Chaque année, nous faisons une enquête impliquant environ 120 municipalités italiennes et nous posons des questions liées aux projets qu’elles sont en train de mener. Les réponses sont très positives : 3 municipalités sur 4 ont réalisé des projets de mobilité intelligente ces dernières années. Si nous regardons la tendance, nous avons respectivement 40% en 2019, 50% en 2020, 50% en 2021, donc le nombre de projets réalisé augmente.  

Ces projets sont principalement liés par exemple à la gestion du stationnement, le fait par exemple de mettre un capteur sur les places de stationnement de parkings pour comprendre si elles sont libres ou occupées et donner cette information au citoyen. Cela comprend également des projets liés à la mobilité électrique, qui est la certainement le domaine principal, mais aussi des projets liés à la mobilité partagée, même si avec la Covid les initiatives de ce type sont un peu en déclin par rapport à 2019.  

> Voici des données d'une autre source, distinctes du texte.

Issue #1346, opened 2026-06-22
[Foundation] Chain-direct event poller + event D1 model


JSONbored:
**Repo:** `JSONbored/metagraphed` (backend). Part of #1345.

## Context
The keystone of the developer block explorer: index Bittensor chain **events** ourselves (first-party), not via Taostats. Proven by the official [`opentensor/subtensor-indexer`](https://github.com/opentensor/subtensor-indexer) — Python `substrate-interface` `query("System","Events")` SCALE-decodes events; hotkey/coldkey attribution via the extrinsic signer + the `SubtensorModule.Owner` storage map. Fits our serverless model (~7,200 blocks/day is trivial).

## Deliverables
- `scripts/fetch-events.mjs` (or .py, mirroring `fetch-native-subnets.py`): connect to public finney RPC, read a **cursor** (last finalized block) from KV, fetch finalized blocks since the cursor, decode SubtensorModule events (NeuronRegistered, StakeAdded/Removed, WeightsSet, AxonServed, DelegateAdded, Coldkey/HotkeySwapped, …), normalize to rows keyed by hotkey/coldkey, write JSON.
- D1 migration: `accounts` (PK hotkey — rollup summary), `account_events` (hot ~30–90d window, indexed (hotkey, observed_at) + (netuid, observed_at)), `account_events_daily` (durable daily rollup, kept forever — mirrors `surface_uptime_daily`).
- Worker load: extend the proven `loadStagedNeurons` pattern (R2 JSON → parameterized D1 batch → delete). Cursor advance in KV.
- Rollup + prune in `handleScheduled` (reuse the prune/rollup cron): roll `account_events` → `account_events_daily`, prune the hot window.

## Requirements
- Chain-direct via public RPC ($0); idempotent (re-running a block range is safe — `INSERT OR REPLACE`/`OR IGNORE`); bounded D1 (~500 MB est.); isolated/fail-safe in the cron (never breaks the prober). Filter to entity-relevant events only (~1 MB/day, not ~100 MB/day).

## Acceptance
- Poller decodes real finney blocks (verifiable locally against public RPC, no key); D1 populates; cursor advances; rollups bound the hot table.

PR #1405, opened 2026-06-22
fix(events): cap the staged-event R2→D1 drain + drain overflow progressively (#1346)

JSONbored:
## Problem
`loadStagedEvents(env)` (workers/api.mjs) had **no size or row cap** on its input path. It does a single R2 GET of `events/account-events-pending.json`, parses it, and runs parameterized `INSERT OR IGNORE` via `db.batch()` in groups of 50 statements. The HTTP ingest endpoint already has defense-in-depth caps (`MAX_EVENTS_INGEST_BODY_BYTES` / `MAX_EVENTS_INGEST_ROWS`, workers/config.mjs) — but those guard **only** the HTTP path, not the staged drain.

A stuck or backfilling poller window (`scripts/fetch-events.py`, `refresh-events.yml`) could stage a very large file. At ~500k rows the drain would approach the Worker **1000-subrequest/invocation limit** and serialize a large number of D1 `batch()` writes on the single D1 writer. Design volume is ~1 MB/day, so this is headroom, not a live bug — but the path was unguarded.

## Fix
Caps mirroring the ingest endpoint's intent, sized for a batch file:
- **`MAX_STAGED_EVENTS_BYTES` = 4 MiB** — a parse-safety ceiling checked via `object.size` **before** the body is materialized.
- **`MAX_STAGED_EVENT_ROWS` = 10 000/tick** — bounds D1 writes + subrequests (~1000 INSERTs → ~20 `db.batch()` calls, far under 1000).

Crucially, overflow is **not** dropped:
- **Over the byte cap:** skip + `console.warn`, and **leave the object in place** (do *not* delete). The overlapping poller window re-stages a normal-size file within ~5 min and self-heals; a misconfigured backfill is loud but loses nothing.
- **Over the row cap:** drain up to the cap, then rewrite **only the remainder** to R2 for the next `*/3` tick; delete the object **only once fully drained**.
- **Ordering:** D1 write happens **before** the R2 shrink. A crash between them re-reads the full file next tick and re-inserts idempotently (`INSERT OR IGNORE` on `(block_number, event_index)`), so **rows are never dropped** — not on overflow, not on a partial-batch failure.

## Tests (4 new, alongside the existing `loadStagedEvents` suite)
- row cap → first cap loaded, remainder rewritten to R2, object **not** deleted;
- multi-tick drain of a `>cap` file → every row loaded across ticks, deleted only at the end (no drop);
- over-byte-cap file → never parsed, never deleted, returns `too_large`;
- a mid-batch D1 throw → object left intact (no partial put/delete) so it re-drains next tick.

All 41 tests in the staged-events / ingest / account-events suites pass; prettier clean. Found via a code audit of the ingest caps' coverage.

### DIFF
--- a/tests/load-staged-events.test.mjs
+++ b/tests/load-staged-events.test.mjs
@@ -1,7 +1,11 @@
 import assert from "node:assert/strict";
 import { test } from "vitest";
 import { handleScheduled, loadStagedEvents } from "../workers/api.mjs";
-import { EVENTS_LOAD_CRON } from "../workers/config.mjs";
+import {
+  EVENTS_LOAD_CRON,
+  MAX_STAGED_EVENTS_BYTES,
+  MAX_STAGED_EVENT_ROWS,
+} from "../workers/config.mjs";
 
 function eventRow(block_number, event_index) {
   return {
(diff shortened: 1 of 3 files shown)


ghost:
🟩🟩🟩🟩🟩🟩🟩🟩🟩🟩🟩🟩🟩🟩🟩🟩🟩🟩

Reviewed **3** changed file(s) — two independent AI reviewers, synthesized. ✅ **Safe to merge** — both reviewers found no blocking issues.

**Summary**

The change correctly implements byte‑ and row‑caps for the staged‑event drain, adds corresponding configuration constants, and updates the loadStagedEvents logic to safely handle oversized files and partial drains. No security issues are introduced; the new caps mitigate DoS risks and the code does not expose secrets or allow SSRF/injection. The implementation follows existing patterns, includes comprehensive tests covering the new behavior, and all CI checks pass. Minor style suggestion: guard the Number(object.size) conversion against non‑numeric values.

- Add defensive handling for non‑numeric object.size.
- Update documentation for the new `remaining` field.
- Consider adding a defensive check for non‑numeric object.size (e.g., if (!Number.isFinite(size)) treat as too large) to avoid NaN edge‑cases.
- Document the new return field `remaining` in the function JSDoc/comments for downstream callers.
- Consider adding more detailed comments explaining the rationale behind the byte and row caps.
- Ensure that the constants `MAX_STAGED_EVENTS_BYTES` and `MAX_STAGED_EVENT_ROWS` are documented in the configuration file.
- Add a test case to handle the scenario where the file size is exactly at the byte cap limit.

ghost (approved):

PR #1891, opened 2026-06-25
fix(badge): floor uptime percent so a sub-100% ratio never reads 100% (#1721)

### LINKED ISSUE #1721: Uptime badge rounds a sub-100% ratio up to 100%

minion1227:
## Summary
`formatUptimePercent` computed the badge percent with `Math.round(ratio * 10000) / 100`, so a
genuinely sub-100% uptime ratio rounded **up** to a perfect `"100%"` — e.g. `0.99996` rendered
`100%`, overstating reliability. This switches to `Math.floor`, so the badge never claims more
uptime than measured: `0.99996 → "99.99%"`, and only an exact `1` renders `"100%"`.

Floor introduces no regression on existing values (`0.9983 → "99.83%"`, `0.88 → "88%"` — verified;
those terms land on integer boundaries so floor and round agree).

## Changes
- `src/badge.mjs` — `formatUptimePercent` floors instead of rounds.
- `tests/badge.test.mjs` — regression: subnet with `uptime_ratio: 0.99996` renders aria-label
  `99.99%`, not `100%`.

## Validation
- `npx vitest run tests/badge.test.mjs` — 27/27 pass
- `npm run validate` — green (src+test only; no contract/registry drift)
- `npx eslint` + `npx prettier --check` clean; `git diff --check` clean

Closes #1721

### DIFF
--- a/src/badge.mjs
+++ b/src/badge.mjs
@@ -174,9 +174,11 @@ function averageReadiness(netuids, subnetsIndex) {
   return Math.round(scores.reduce((a, b) => a + b, 0) / scores.length);
 }
 
-// uptime_ratio (0–1) → trimmed percent: 0.9983 → "99.83%", 1 → "100%".
-function formatUptimePercent(ratio) {
-  const pct = Math.round((Number(ratio) || 0) * 10000) / 100;
+// uptime_ratio (0–1) → trimmed percent: 0.9983 → "99.83%", 1 → "100%". Floor
+// rather than round so a genuinely sub-100% ratio is never overstated as a
+// perfect "100%" (0.99996 → "99.99%"); only an exact 1 renders "100%".
+export function formatUptimePercent(ratio) {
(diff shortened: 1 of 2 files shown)


JSONbored (commented):
Same root issue as #1722: with the only caller fed the scoreFromStats-rounded field, formatUptimePercent only ever receives an exact 1 or ≤ 0.9999, so Math.floor changes nothing for a real 99.996% surface — floor(1*10000)/100 is still "100%". The 0.99996 regression test feeds a raw ratio the live path doesn't produce. I'll note that floor is the cleaner formatter (never overstates at any boundary, unlike #1722's round-then-clamp) — if we ever want belt-and-suspenders hardening I'd take floor over the clamp — but it isn't the fix and shouldn't close [#1721](https://github.com/JSONbored/metagraphed/issues/1721). Superseded by [#1799](https://github.com/JSONbored/metagraphed/issues/1799); closing.

PR #1896, opened 2026-06-25
fix(api): reject contradictory numeric range bounds on list endpoints

### LINKED ISSUE #1697: List range filters accept a contradictory min_ > max_ and return a silent empty 200

bohdansolovie:
## Summary
- Reject list queries where `min_<field>` is greater than `max_<field>` on the same numeric range field.
- Return `400 invalid_query` naming `min_<field>` instead of a silent empty `200`.
- Equal bounds (`min=5&max=5`) remain valid as a single-value inclusive range.

## Problem
`/api/v1/subnets?min_surface_count=9&max_surface_count=2` passed validation and always returned zero rows with no signal that the query itself was contradictory (#1697).

## Test plan
- [x] `npm test -- tests/list-query.test.mjs`
- [x] Runtime-only — no schema/OpenAPI regeneration

Closes #1697

### DIFF
--- a/tests/list-query.test.mjs
+++ b/tests/list-query.test.mjs
@@ -267,7 +267,10 @@ describe("list-query numeric range filters", () => {
       "subnets",
     );
     assert.equal(bad.error.parameter, "min_surface_count");
-    assert.match(bad.error.message, /must not be greater than max_surface_count/);
+    assert.match(
+      bad.error.message,
+      /must not be greater than max_surface_count/,
+    );
   });
 
   test("equal min_ and max_ bounds form a single-value inclusive range", () => {
--- a/tests/list-query.test.mjs
+++ b/tests/list-query.test.mjs
@@ -259,4 +259,23 @@ describe("list-query numeric range filters", () => {
     assert.equal(bad.error.parameter, "max_surface_count");
     assert.match(bad.error.message, /must be a number/);
   });
+
+  test("contradictory min_ > max_ on the same field is a query error", () => {
+    const bad = applyQueryFilters(
+      data,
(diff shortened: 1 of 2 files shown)


JSONbored (approved):
Good catch on the silent-empty-200 ([#1697](https://github.com/JSONbored/metagraphed/issues/1697)). Verified the pairing is tight: it only fires when both min_<field> and max_<field> are present and parse to numbers and min > max, returning a 400 naming min_<field>; equal bounds stay valid. No false positives on partial or single-sided ranges. Runtime-only, green. Approving.

PR #1902, opened 2026-06-25
fix(badge): floor uptime percent so sub-100% ratios never read 100%

### LINKED ISSUE #1721: Uptime badge rounds a sub-100% ratio up to 100%

bohdansolovie:
## Summary
- Fix `formatUptimePercent` in `src/badge.mjs` to use `Math.floor` instead of `Math.round`, so a sub-100% uptime ratio never renders as a perfect `100%` badge.
- Export the helper for direct unit coverage and add integration coverage via the subnet uptime badge path.

## Problem
`Math.round(ratio * 10000) / 100` maps `0.99996` → `"100%"`, misrepresenting reliability. Only an exact `1` should read as `100%`.

## Test plan
- [x] `npm test -- tests/badge.test.mjs`
- [x] `npm run lint`
- [x] `npm run format:check`

Closes #1721

### DIFF
--- a/src/badge.mjs
+++ b/src/badge.mjs
@@ -174,9 +174,11 @@ function averageReadiness(netuids, subnetsIndex) {
   return Math.round(scores.reduce((a, b) => a + b, 0) / scores.length);
 }
 
-// uptime_ratio (0–1) → trimmed percent: 0.9983 → "99.83%", 1 → "100%".
-function formatUptimePercent(ratio) {
-  const pct = Math.round((Number(ratio) || 0) * 10000) / 100;
+// uptime_ratio (0–1) → trimmed percent: 0.9983 → "99.83%", 1 → "100%". Floor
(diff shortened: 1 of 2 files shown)


JSONbored (commented):
Closing, same as the earlier floor PR. I verified against current main: [#1799](https://github.com/JSONbored/metagraphed/issues/1799) already landed displayUptimeRatio in scoreFromStats (reliability.mjs:67), so the uptime_ratio field is 0.9999 for a 99.996% surface, and formatUptimePercent's only caller (badge.mjs:273) passes that clamped field — Math.round(0.9999*10000)/100 is already 99.99%. Switching it to Math.floor produces the identical 99.99%, so this is a no-op on the live path and #1721 is already fixed at the source. No reachable behavior change. Closing as resolved by [#1799](https://github.com/JSONbored/metagraphed/issues/1799).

Sur ces sujets, le plan de relance apporte des éléments, pas seulement sur la partie de la mobilité électrique pour laquelle des fonds de 700 millions sont alloués pour le développement des infrastructures de recharge, 1 milliard pour les énergies renouvelables, 3,5 milliards pour le renouvellement des flottes de bus et de trains, 600 millions pour le renforcement de la cyclo mobilité, l'hydrogène avec 900 millions de plus, etc. Il y aussi des initiatives sur la connectivité, sur le Mobility as a service, avec notamment cet appel d’offres pour l’expérimentation du MaaS dans 3 villes italiennes (Milan ; Naples ; Rome, ndlr). 

  
Au-delà de ces initiatives d’ampleur, c’est intéressant de voir que des communes de taille moins importante sont en train de bouger sur ces thématiques… 

 

Nous faisons une enquête plus large sur la Smart City, donc pas seulement la mobilité. Et même dans cette enquête, c'est la thématique de la mobilité qui revient le plus souvent. Surtout pour les communes qui ont clairement plus de problèmes de circulation, de stationnement et donc les villes moyennes et grandes. Il est clair qu'un petit village, avec moins de problèmes de mobilité, a probablement moins de problématiques et de besoins. Mais la tranche des moyennes-grandes communes est en train de bouger, soit à travers des fonds publics ou à travers des joint-ventures public-privé. 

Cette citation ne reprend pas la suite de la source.